Issue #2280, opened 2020-06-17
IOS build and upload commands should rely on the same env vars


cruzach:
`expo build:ios` expects the `EXPO_APPLE_PASSWORD` env variable, whereas `expo upload:ios` expects the `EXPO_APPLE_ID_PASSWORD` env variable. Unless there's a reason to have these be two different keys, it would avoid confusion to use the same one in both scenarios

Since this would be a breaking change, we can wait to fix this until we are about ready to ship a new major version. It's an easy change to make, but could cause a headache for people who are accustomed to the current workflow

1337LutZ:
> `expo build:ios` expects the `EXPO_APPLE_PASSWORD` env variable, whereas `expo upload:ios` expects the `EXPO_APPLE_ID_PASSWORD` env variable. Unless there's a reason to have these be two different keys, it would avoid confusion to use the same one in both scenarios
> 
> Since this would be a breaking change, we can wait to fix this until we are about ready to ship a new major version. It's an easy change to make, but could cause a headache for people who are accustomed to the current workflow

I vote for this as well. Now we are managing 2 different keys in 3 projects.

PR #2358, opened 2020-07-14
[expo-cli] consolidate env variables.

jkhales:
This fixes https://github.com/expo/expo-cli/issues/2280.

NB: in case of conflict we chose to prioritize the flag over the env variable.

Joint with @quinlanj 

# tests

- [x] manually tested `expo upload:ios` with flags and env var

### DIFF
--- a/packages/expo-cli/src/commands/upload/IOSUploader.ts
+++ b/packages/expo-cli/src/commands/upload/IOSUploader.ts
@@ -144,14 +144,16 @@ export default class IOSUploader extends BaseUploader {
     const appleCredsKeys = ['appleId', 'appleIdPassword'];
     const result: AppleCreds = pick(this.options, appleCredsKeys);
 
-    if (process.env.EXPO_APPLE_ID) {
-      result.appleId = process.env.EXPO_APPLE_ID;
-    }
+    const appleId = result.appleId ?? process.env.EXPO_APPLE_ID;
+    const appleIdPassword =
+      result.appleIdPassword ??
+      process.env.EXPO_APPLE_PASSWORD ??
+      process.env.EXPO_APPLE_ID_PASSWORD;
+
     if (process.env.EXPO_APPLE_ID_PASSWORD) {
-      result.appleIdPassword = process.env.EXPO_APPLE_ID_PASSWORD;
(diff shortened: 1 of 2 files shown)


jkhales:
Tests are failing but unrelated to our PR.

jkhales:
> ```
> You've provided contradictory Apple IDs. You should provide either [env var] or [flag], not both. Falling back to [whichever we fall back to].
> ```

Thanks for catching on the docs, updated!
Warnings are a nice touch.

Regarding the breaking behavior, we had discussed this and think that this is the intuitive behavior and further this happens only when a user is doing multiple things wrong so we felt comfortable moving ahead with it.

packages/expo-cli/src/commands/upload/IOSUploader.ts
```diff
@@ -144,6 +144,16 @@ export default class IOSUploader extends BaseUploader {
...
     const result: AppleCreds = pick(this.options, appleCredsKeys);
 
+    if (result.appleId && process.env.EXPO_APPLE_ID) {
+      log.warn(
+        `You've provided contradictory Apple IDs. You should provide either the EXPO_APPLE_ID env or the --apple-id flag, not both. Falling back to --apple-id.`
+      );
+    }
+    if (result.appleIdPassword && process.env.EXPO_APPLE_PASSWORD) {
+      log.warn(
+        `You've provided contradictory Apple IDs. You should provide either the EXPO_APPLE_PASSWORD env or the --apple-id-password flag, not both. Falling back to --apple-id-password.`
```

> **Task objective**
Go to the line with "Regarding the breaking" and set down that line and every line after it, through the end of the material above, word for word.

> **Solution to the problem**
Regarding the breaking behavior, we had discussed this and think that this is the intuitive behavior and further this happens only when a user is doing multiple things wrong so we felt comfortable moving ahead with it.

packages/expo-cli/src/commands/upload/IOSUploader.ts
```diff
@@ -144,6 +144,16 @@ export default class IOSUploader extends BaseUploader {
...
     const result: AppleCreds = pick(this.options, appleCredsKeys);
 
+    if (result.appleId && process.env.EXPO_APPLE_ID) {
+      log.warn(
+        `You've provided contradictory Apple IDs. You should provide either the EXPO_APPLE_ID env or the --apple-id flag, not both. Falling back to --apple-id.`
+      );
+    }
+    if (result.appleIdPassword && process.env.EXPO_APPLE_PASSWORD) {
+      log.warn(
+        `You've provided contradictory Apple IDs. You should provide either the EXPO_APPLE_PASSWORD env or the --apple-id-password flag, not both. Falling back to --apple-id-password.`
```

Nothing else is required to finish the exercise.